= Given information =
PR #514, opened 2025-04-13
Fix permission settings for QOTW submissions channel in QOTW jobs

Defective4:
JavaBot is meant to revoke users' permissions to send messages in threads in QOTW submissions channel after the QOTW submission period ends.
Currently after the submission period ends the bot resets all of the channel's role overrides for `@everyone` and doesn't deny the `MESSAGE_SEND` (and other) permissions until the next submission period starts, meaning that all members are allowed to send messages in the submissions channel during that short window of time.
Also since the bot resets the channel permissions at the start and end of submission period and does NOT set other permissions such as `CREATE_PRIVATE_THREADS` and `MESSAGE_ADD_REACTION`, all members are allowed to create new threads manually and add message reactions at all times.
This pull request fixes both of these issues by ensuring that `MESSAGE_SEND` permission is set to denied at the end of the submission period, and by denying the following permissions at both start and end of the period:
- `CREATE_PRIVATE_THREADS`
- `CREATE_PUBLIC_THREADS`
- `MESSAGE_ADD_REACTION`

### DIFF
--- a/src/main/java/net/discordjug/javabot/systems/qotw/jobs/QOTWCloseSubmissionsJob.java
+++ b/src/main/java/net/discordjug/javabot/systems/qotw/jobs/QOTWCloseSubmissionsJob.java
@@ -46,6 +46,7 @@ import java.sql.SQLException;
 import java.util.Collections;
 import java.util.List;
 import java.util.Optional;
+import java.util.Set;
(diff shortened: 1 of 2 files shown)


danthe1st (approved):
LGTM and it works in my tests.

PR #550, opened 2026-07-04
feat: delete-all button and language dropdown for multi-message code blocks

Neil-Tomar:
## What
Multi-message formatted code blocks now have two interactions, backed by a small message-linking helper:
- Delete-all button — removes every message of the block in one click
- Language dropdown (ephemeral) — re-colors every chunk to a chosen language
## How
- LinkedMessages resolves the block from the component's message (getHistoryBefore/After), touching only the bot's own messages.
- FormatCodeInteractionHandler handles the delete button and the language dropdown.
- Permission: requester / staff / owner (same rule as the existing delete button).
## Open questions
- The language dropdown is ephemeral per your suggestion, so it's a one-time picker that's gone on reload — happy to make it a permanent public control instead.
- Rare edge case: two simultaneous formats could interleave bot messages; the resolver is best-effort there.

### DIFF
--- a/src/main/java/net/discordjug/javabot/systems/user_commands/format_code/FormatCodeDispatcher.java
+++ b/src/main/java/net/discordjug/javabot/systems/user_commands/format_code/FormatCodeDispatcher.java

= Required action =
Write out the lines of the entries, word for word, from the first through the one containing "PR #550, opened 2026-07-04", and stop at that line.

= Exercise result =
PR #514, opened 2025-04-13
Fix permission settings for QOTW submissions channel in QOTW jobs

Defective4:
JavaBot is meant to revoke users' permissions to send messages in threads in QOTW submissions channel after the QOTW submission period ends.
Currently after the submission period ends the bot resets all of the channel's role overrides for `@everyone` and doesn't deny the `MESSAGE_SEND` (and other) permissions until the next submission period starts, meaning that all members are allowed to send messages in the submissions channel during that short window of time.
Also since the bot resets the channel permissions at the start and end of submission period and does NOT set other permissions such as `CREATE_PRIVATE_THREADS` and `MESSAGE_ADD_REACTION`, all members are allowed to create new threads manually and add message reactions at all times.
This pull request fixes both of these issues by ensuring that `MESSAGE_SEND` permission is set to denied at the end of the submission period, and by denying the following permissions at both start and end of the period:
- `CREATE_PRIVATE_THREADS`
- `CREATE_PUBLIC_THREADS`
- `MESSAGE_ADD_REACTION`

### DIFF
--- a/src/main/java/net/discordjug/javabot/systems/qotw/jobs/QOTWCloseSubmissionsJob.java
+++ b/src/main/java/net/discordjug/javabot/systems/qotw/jobs/QOTWCloseSubmissionsJob.java
@@ -46,6 +46,7 @@ import java.sql.SQLException;
 import java.util.Collections;
 import java.util.List;
 import java.util.Optional;
+import java.util.Set;
(diff shortened: 1 of 2 files shown)


danthe1st (approved):
LGTM and it works in my tests.

PR #550, opened 2026-07-04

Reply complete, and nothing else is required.